→ **SOURCE MATERIAL**
- - -
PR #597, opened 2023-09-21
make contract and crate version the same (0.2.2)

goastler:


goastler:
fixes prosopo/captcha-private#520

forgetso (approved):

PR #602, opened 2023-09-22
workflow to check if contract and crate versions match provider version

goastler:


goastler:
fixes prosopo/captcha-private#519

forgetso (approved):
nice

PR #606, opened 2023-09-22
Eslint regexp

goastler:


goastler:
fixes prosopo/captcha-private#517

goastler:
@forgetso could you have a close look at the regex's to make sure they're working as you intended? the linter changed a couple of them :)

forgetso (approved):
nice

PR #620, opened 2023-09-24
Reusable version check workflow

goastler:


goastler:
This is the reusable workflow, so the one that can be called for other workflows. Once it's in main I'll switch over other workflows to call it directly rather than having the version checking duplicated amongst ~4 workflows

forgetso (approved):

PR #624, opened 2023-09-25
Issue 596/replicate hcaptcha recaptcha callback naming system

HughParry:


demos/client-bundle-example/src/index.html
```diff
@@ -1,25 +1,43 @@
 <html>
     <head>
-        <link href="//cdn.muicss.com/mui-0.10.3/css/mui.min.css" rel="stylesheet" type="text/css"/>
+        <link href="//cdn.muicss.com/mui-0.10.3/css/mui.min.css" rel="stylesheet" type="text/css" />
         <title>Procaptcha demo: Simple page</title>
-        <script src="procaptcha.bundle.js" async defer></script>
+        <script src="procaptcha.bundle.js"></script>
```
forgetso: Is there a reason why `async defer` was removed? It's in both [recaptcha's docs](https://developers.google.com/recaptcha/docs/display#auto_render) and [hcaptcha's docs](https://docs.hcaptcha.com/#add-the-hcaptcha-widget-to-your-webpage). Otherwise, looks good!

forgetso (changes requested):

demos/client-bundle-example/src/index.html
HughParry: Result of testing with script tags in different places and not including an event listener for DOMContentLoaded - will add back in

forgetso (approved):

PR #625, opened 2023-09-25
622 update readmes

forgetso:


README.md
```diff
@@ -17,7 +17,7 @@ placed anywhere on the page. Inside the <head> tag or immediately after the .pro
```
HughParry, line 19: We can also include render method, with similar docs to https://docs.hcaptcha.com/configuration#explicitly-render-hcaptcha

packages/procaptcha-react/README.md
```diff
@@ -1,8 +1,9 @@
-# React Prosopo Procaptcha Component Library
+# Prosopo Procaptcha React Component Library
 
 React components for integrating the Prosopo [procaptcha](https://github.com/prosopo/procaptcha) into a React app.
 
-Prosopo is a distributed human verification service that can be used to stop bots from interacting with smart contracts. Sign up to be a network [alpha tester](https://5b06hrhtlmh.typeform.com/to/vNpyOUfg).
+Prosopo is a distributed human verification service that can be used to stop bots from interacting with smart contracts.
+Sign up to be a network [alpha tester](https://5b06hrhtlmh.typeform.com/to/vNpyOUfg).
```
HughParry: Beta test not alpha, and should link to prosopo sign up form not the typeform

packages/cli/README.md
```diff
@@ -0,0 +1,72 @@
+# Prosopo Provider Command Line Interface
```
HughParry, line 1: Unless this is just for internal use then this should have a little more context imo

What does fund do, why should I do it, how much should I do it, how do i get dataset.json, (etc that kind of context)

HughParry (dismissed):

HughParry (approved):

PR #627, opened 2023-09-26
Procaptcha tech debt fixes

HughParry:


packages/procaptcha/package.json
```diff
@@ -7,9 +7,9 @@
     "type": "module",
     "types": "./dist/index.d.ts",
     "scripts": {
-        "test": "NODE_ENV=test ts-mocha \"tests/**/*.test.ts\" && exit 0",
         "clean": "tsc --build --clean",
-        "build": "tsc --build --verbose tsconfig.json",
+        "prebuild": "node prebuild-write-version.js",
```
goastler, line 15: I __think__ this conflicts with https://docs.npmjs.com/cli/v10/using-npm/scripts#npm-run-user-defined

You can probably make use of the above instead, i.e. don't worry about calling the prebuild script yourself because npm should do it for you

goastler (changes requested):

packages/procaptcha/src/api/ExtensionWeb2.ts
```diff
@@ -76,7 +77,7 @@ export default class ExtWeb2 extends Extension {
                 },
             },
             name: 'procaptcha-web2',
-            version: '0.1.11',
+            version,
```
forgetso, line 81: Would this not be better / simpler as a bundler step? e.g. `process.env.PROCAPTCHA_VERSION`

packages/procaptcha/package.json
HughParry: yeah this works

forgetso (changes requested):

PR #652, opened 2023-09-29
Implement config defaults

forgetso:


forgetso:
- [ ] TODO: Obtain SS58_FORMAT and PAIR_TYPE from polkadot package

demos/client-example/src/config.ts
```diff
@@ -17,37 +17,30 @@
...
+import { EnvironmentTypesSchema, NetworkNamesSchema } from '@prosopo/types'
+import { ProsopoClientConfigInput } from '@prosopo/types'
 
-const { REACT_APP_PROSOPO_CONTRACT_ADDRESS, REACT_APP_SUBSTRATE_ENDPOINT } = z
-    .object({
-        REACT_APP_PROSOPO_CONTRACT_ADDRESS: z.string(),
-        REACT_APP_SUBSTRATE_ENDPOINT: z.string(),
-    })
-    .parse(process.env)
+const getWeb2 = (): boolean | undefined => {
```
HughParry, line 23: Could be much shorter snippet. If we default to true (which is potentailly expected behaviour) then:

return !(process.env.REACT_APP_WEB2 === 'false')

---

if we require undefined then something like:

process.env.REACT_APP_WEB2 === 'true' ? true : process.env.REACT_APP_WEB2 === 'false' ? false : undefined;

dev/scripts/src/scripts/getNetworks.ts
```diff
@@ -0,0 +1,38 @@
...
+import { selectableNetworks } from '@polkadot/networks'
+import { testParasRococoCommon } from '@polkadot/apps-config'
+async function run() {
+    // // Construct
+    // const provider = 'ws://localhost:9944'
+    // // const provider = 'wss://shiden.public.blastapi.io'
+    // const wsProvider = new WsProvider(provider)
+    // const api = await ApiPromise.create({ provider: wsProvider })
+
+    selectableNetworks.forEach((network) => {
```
- - -
→ **PROBLEM TO SOLVE**
Could you return the lines in the entries above that contain "have"?

→ **ANSWER**
@forgetso could you have a close look at the regex's to make sure they're working as you intended? the linter changed a couple of them :)
HughParry, line 1: Unless this is just for internal use then this should have a little more context imo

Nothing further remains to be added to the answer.